NOTES TO FINANCIAL STATEMENTS

 

8 - ADVANCE – THIRD PARTY

 

The Company was given an additional advance from a third party when the Company was provided services from the third party and was unable to meet the payment terms. The Company entered into an agreement to convert the accounts payable to an advance of $1,645,010 at an interest rate of prime plus 1%. The interest rate was 4.5% at December 31, 2016 and 4.75% at December 31, 2015. Discretionary monthly principal plus interest payments were to commence January 1, 2015 and end December 1, 2035 with the balance payable in full. As of December 31, 2016 and 2015, there was $1,579,119 outstanding on the advance. The Company was in default of these terms and the balance outstanding was classified as current at December 31, 2016 and 2015.

 

9 - PROFIT-SHARING SAVINGS PLAN

 

The Company had a profit-sharing savings plan for all eligible employees.
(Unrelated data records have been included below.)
PR #3198, opened 2016-12-14
WT-3078 test reconfiguration hang in the statlog server.

keithbostic:
Flush the caller's flags before reading the condition information, we may not write anything before joining the exiting thread, and a write-barrier() would not necessarily have any effect.


keithbostic:
@michaelcahill, the only thing I can see here is we're doing no writes at all and the write-barrier has no effect, and/or the read of the condition variable is getting moved to before the write-barrier(). Thoughts?

michaelcahill:
@keithbostic, I can squint and convince myself that a full barrier is needed before we read the condition variable state.  That said, I'm still concerned that something suprising happens as a result of reading `cond->waiters` multiple times, so we'll have to keep an eye out for any more hangs in that test.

Employees could make voluntary deferred salary contributions up to a maximum of 100% of compensation, subject to certain federal limitations. Matching contributions, as well as profit sharing contributions, from the Company were determined at the discretion of management for each plan year following the close of the plan year. There were no discretionary contributions for the years ending December 31, 2016 and 2015.

 

10 - CONCENTRATIONS

 

During the year ended December 31, 2016, 81% of the Company’s revenue was generated from four customers (25%, 22%, 21% and 12% on an individual basis). At December 31, 2016, balances from three customers made up 69% of accounts receivable (29%, 28% and 12% on an individual basis).

 

During the year ended December 31, 2015, 61% of the Company’s revenue was generated from three customers (34%, 17% and 10% on an individual basis). At December 31, 2015, balances from four customers made up 56% of accounts receivable (18%, 16%, 12% and 11% on an individual basis).

 

During the year ended December 31, 2016, 10% of the Company’s purchases were from one supplier. At December 31, 2016, one vendor made up 12% of the accounts payable balance.

 

During the year ended December 31, 2015, 31% of the Company’s purchases were from one supplier. At December 31, 2015, one vendor made up 11% of the accounts payable balance.

 

11 - RELATED PARTY TRANSACTIONS

 

In addition to the advances discussed in Note 6, the Company had amounts payable to related parties of $69,021 and $106,168 at December 31, 2016 and 2015, respectively. Sales to related parties were $0 for the year ended December 31, 2016 and $1,863,134 for the year ended December 31, 2015. During the years ended December 31, 2016 and 2015, the Company accrued interest expense to related parties of approximately $45,000 and $25,000, respectively.